**Task statement**: I'd like every record given again exactly, please.
═══
PR #416, opened 2025-07-31
fix(Tester): set dbus path to allow debug interface to emit events

### LINKED ISSUE #409: Input Tester not working
In the latest version of InputPlumber (0.60.7), the CLI input test no longer seems to be working.

Image

ShadowApex:
This change fixes the CLI input tester which was broken in v0.60.4.

Fixes #409

### DIFF
--- a/src/input/target/debug.rs
+++ b/src/input/target/debug.rs
@@ -180,6 +180,7 @@ impl TargetInputDevice for DebugDevice {
     ) {
         let iface = TargetDebugInterface::new();
         dbus.register(iface);
+        self.dbus_path = Some(dbus.path().to_string());
     }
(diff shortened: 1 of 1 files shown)


pastaq (approved):

LukeShortCloud:
+1 I built and tested this locally. The test tool is working again.

A separate issue, probably related to my screen size, but I couldn't test my Select and Dpad-Right buttons on my GPD Win4 2025 edition. More specifically, they were not in the list of controller keys. For example, in the picture below, look to the very right. There are 3 (not 4) "Dpad" buttons. One for up, down, and left (not right).

PXL_20250802_034015477~2

PR #419, opened 2025-08-01
feat(GPD Win4): add 2025 model

LukeShortCloud:


pastaq:
The bmi260 has a kennel driver, but it requires out of tree "firmware" to be installed for the device init.

This is the file:
https://share.google/0pLieG4sQJAGF1TuQ

Must distros have been packaging this directly. You'll need to look at the upstream bmi270 driver for the install location as I don't remember off the top of my head.

rootfs/usr/share/inputplumber/devices/50-gpd_win4.yaml
```diff
@@ -36,8 +37,24 @@ source_devices:
...
+      phys_path: usb-0000:66:00.0-2.1/input0
+      handler: event*
+  - group: keyboard
+    evdev:
+      name: "  Mouse for Windows"
+      handler: event*
+      phys_path: usb-0000:66:00.0-2.2/input1
+  - group: imu
+    iio:
+      name: i2c-BMI0260:00
```
pastaq, line 56: This is the format for the out of tree driver. Add the upstream naming convention as well.

LukeShortCloud: I'm not sure what you mean (I'm still a newb here haha). Where can I look to find that information? I'm using a kernel from Nobara, should I boot into a vanilla kernel?

LukeShortCloud:
Good news! With the driver you linked, the IIO device is picked up and I verified via the InputPlumber test tool that both the accelerometer and gyro work. :-)

```
$ sudo inputplumber device 0 info
╭────┬──────────┬──────────────┬──────────────────────────────────────────────────────────────────╮
│ Composite Device                                                                                │
├────┼──────────┼──────────────┼──────────────────────────────────────────────────────────────────┤
│ Id │ Name     │ Profile Name │ Source Devices                                                   │
├────┼──────────┼──────────────┼──────────────────────────────────────────────────────────────────┤
│ 0  │ GPD Win4 │ Default      │ ["/dev/input/event12", "/dev/input/event11", "/dev/iio:device0"] │
╰────┴──────────┴──────────────┴──────────────────────────────────────────────────────────────────╯
```

rootfs/usr/share/inputplumber/devices/50-gpd_win4.yaml
LukeShortCloud: Based off your earlier comment, I guess I still need to figure out how to get the `bmi270` driver in the Linux kernel to load and attach to this device.

pastaq: https://github.com/torvalds/linux/blob/a6923c06a3b2e2c534ae28c53a7531e76cc95cfa/drivers/iio/imu/bmi270/bmi270_i2c.c#L55

ShadowApex, line 56: To match both the out-of-tree and in-tree driver, you can make this change:

```suggestion
      name: {i2c-BMI0260:00,bmi260}
```

pastaq: I don't remember the exact name. We can revisit later.

pastaq (approved):

rootfs/usr/share/inputplumber/devices/50-gpd_win4.yaml
LukeShortCloud: Are you saying I need to literally add the driver/module name? @ShadowApex mentioned to me earlier today there are ways to specify more than one parameter. So I would need something like this?

`name: "{i2c-BMI0260:00,bmi270_i2c}"`

LukeShortCloud: Ah, @ShadowApex just confirmed, yeah. Thanks! I'll get that updated tomorrow.

LukeShortCloud: Alright, I won't make any changes to the PR and leave it as-is for now.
═══
**Response area**:
PR #416, opened 2025-07-31
fix(Tester): set dbus path to allow debug interface to emit events

### LINKED ISSUE #409: Input Tester not working
In the latest version of InputPlumber (0.60.7), the CLI input test no longer seems to be working.

Image

ShadowApex:
This change fixes the CLI input tester which was broken in v0.60.4.

Fixes #409

### DIFF
--- a/src/input/target/debug.rs
+++ b/src/input/target/debug.rs
@@ -180,6 +180,7 @@ impl TargetInputDevice for DebugDevice {
     ) {
         let iface = TargetDebugInterface::new();
         dbus.register(iface);
+        self.dbus_path = Some(dbus.path().to_string());
     }
(diff shortened: 1 of 1 files shown)


pastaq (approved):

LukeShortCloud:
+1 I built and tested this locally. The test tool is working again.

A separate issue, probably related to my screen size, but I couldn't test my Select and Dpad-Right buttons on my GPD Win4 2025 edition. More specifically, they were not in the list of controller keys. For example, in the picture below, look to the very right. There are 3 (not 4) "Dpad" buttons. One for up, down, and left (not right).

PXL_20250802_034015477~2

PR #419, opened 2025-08-01
feat(GPD Win4): add 2025 model

LukeShortCloud:


pastaq:
The bmi260 has a kennel driver, but it requires out of tree "firmware" to be installed for the device init.

This is the file:
https://share.google/0pLieG4sQJAGF1TuQ

Must distros have been packaging this directly. You'll need to look at the upstream bmi270 driver for the install location as I don't remember off the top of my head.

rootfs/usr/share/inputplumber/devices/50-gpd_win4.yaml
```diff
@@ -36,8 +37,24 @@ source_devices:
...
+      phys_path: usb-0000:66:00.0-2.1/input0
+      handler: event*
+  - group: keyboard
+    evdev:
+      name: "  Mouse for Windows"
+      handler: event*
+      phys_path: usb-0000:66:00.0-2.2/input1
+  - group: imu
+    iio:
+      name: i2c-BMI0260:00
```
pastaq, line 56: This is the format for the out of tree driver. Add the upstream naming convention as well.

LukeShortCloud: I'm not sure what you mean (I'm still a newb here haha). Where can I look to find that information? I'm using a kernel from Nobara, should I boot into a vanilla kernel?

LukeShortCloud:
Good news! With the driver you linked, the IIO device is picked up and I verified via the InputPlumber test tool that both the accelerometer and gyro work. :-)

```
$ sudo inputplumber device 0 info
╭────┬──────────┬──────────────┬──────────────────────────────────────────────────────────────────╮
│ Composite Device                                                                                │
├────┼──────────┼──────────────┼──────────────────────────────────────────────────────────────────┤
│ Id │ Name     │ Profile Name │ Source Devices                                                   │
├────┼──────────┼──────────────┼──────────────────────────────────────────────────────────────────┤
│ 0  │ GPD Win4 │ Default      │ ["/dev/input/event12", "/dev/input/event11", "/dev/iio:device0"] │
╰────┴──────────┴──────────────┴──────────────────────────────────────────────────────────────────╯
```

rootfs/usr/share/inputplumber/devices/50-gpd_win4.yaml
LukeShortCloud: Based off your earlier comment, I guess I still need to figure out how to get the `bmi270` driver in the Linux kernel to load and attach to this device.

pastaq: https://github.com/torvalds/linux/blob/a6923c06a3b2e2c534ae28c53a7531e76cc95cfa/drivers/iio/imu/bmi270/bmi270_i2c.c#L55

ShadowApex, line 56: To match both the out-of-tree and in-tree driver, you can make this change:

```suggestion
      name: {i2c-BMI0260:00,bmi260}
```

pastaq: I don't remember the exact name. We can revisit later.

pastaq (approved):

rootfs/usr/share/inputplumber/devices/50-gpd_win4.yaml
LukeShortCloud: Are you saying I need to literally add the driver/module name? @ShadowApex mentioned to me earlier today there are ways to specify more than one parameter. So I would need something like this?

`name: "{i2c-BMI0260:00,bmi270_i2c}"`

LukeShortCloud: Ah, @ShadowApex just confirmed, yeah. Thanks! I'll get that updated tomorrow.

LukeShortCloud: Alright, I won't make any changes to the PR and leave it as-is for now.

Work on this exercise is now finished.